The Singleton Instance property is static and returns the private static readonly instance field of type T. It is important that the Instance property is returning the same instance here obviously, which is why we do not have a setter on this property. We constrain the Singleton class to have the generic constraint new, such that we can easily instantiate the object of type T. As you can see, we do not support specifying an overloaded constructor on the object of type T here. Without the use of the new generic constraint, one would have to instantiation via Activator.CreateInstance or some other means. In addition, we add a private default constructor, we do not want consumers to instantiate new Singleton objects of this class.
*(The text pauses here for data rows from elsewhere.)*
Issue #1845, opened 2015-10-06
Small doc typo in rule disallowMultipleVarDecl


ValYouW:
Hi,

The doc for rule `disallowMultipleVarDecl` states that the `allExcept` array can get a `required` value, while actually is should be `require`.
The doc:
https://github.com/jscs-dev/node-jscs/blob/master/lib/rules/disallow-multiple-var-decl.js#L13

The code:
https://github.com/jscs-dev/node-jscs/blob/master/lib/rules/disallow-multiple-var-decl.js#L99

alawatthe:
Thanks for the report @ValYouW, do you want to send a pull request for this?

PR #1847, opened 2015-10-06
Fix typo in disallowMultipleVarDecl rule

ValYouW:
The doc for rule disallowMultipleVarDecl states that the allExcept array can get a required value, while actually is should be require - fix that.


alawatthe:
Thank you :-)
By the way, if you write something like "fixes #1845" in the commit message, the issue gets updated with a link to this pull request.

ValYouW:
done :)

hzoo:
Cool thanks for the report/fix @ValYouW!

PR #1856, opened 2015-10-09
requireDollarBeforeJqueryAssignment: fix Only valiates the first key

### LINKED ISSUE #1688: requireDollarBeforeJqueryAssignment: Only validates the first key
Failing test:

```js
            it('should look at keys besides the first', function() {
                assert.equal(checker.checkString('var x = { bar: 1, foo: $(".foo") }').getErrorCount(), 1);
            });
```

Passing assertion:

```js
assert.equal(checker.checkString('var x = { foo: $(".foo") }').getErrorCount(), 1);
```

For a demonstration of this, let us take this sample class, with a simple derived class:

    public class ProgramManager
    {
        private Guid guid;

        public ProgramManager()
        {
            guid = Guid.NewGuid();
        }

        public void PrintGuid()
        {
            Console.WriteLine("Guid is:" + guid);
        }

    }
 
    public class OperationManager : ProgramManager
    {



    }

I have created these three classes in a simple console application, this is how the running demo looks like:

            var programManager = Singleton<ProgramManager>.Instance;
            var secondProgramManager = Singleton<ProgramManager>.Instance;
            var operationManager = Singleton<OperationManager>.Instance;
            var secondOperationManager = Singleton<OperationManager>.Instance;
            programManager.PrintGuid();
            secondProgramManager.PrintGuid();
            operationManager.PrintGuid();
            secondOperationManager.PrintGuid();
            Console.WriteLine("Press any key to continue ..."); 
            Console.ReadKey(); 

The output is:

Guid is:842edf61-56c7-4916-a766-783e911361c8
Guid is:842edf61-56c7-4916-a766-783e911361c8
Guid is:987a113e-c664-4681-b9fb-6d463768327a
Guid is:987a113e-c664-4681-b9fb-6d463768327a
Press any key to continue ... .


Of course, the guids above will differ for each execution of the console application, but note that we got the same Guid in both cases for the two different classes. Our Singleton<T> Instance property always returns the same object, and keeps via the generic type argument separate instances of the Singleton generic instance demonstrated here. This shows this generic Singleton class can be used for many different scenarios. One feature I would like to add is the possibility to specify which constructor to call in the instantiation of the object of type T. I have not found a correct way to implement this yet using the code above.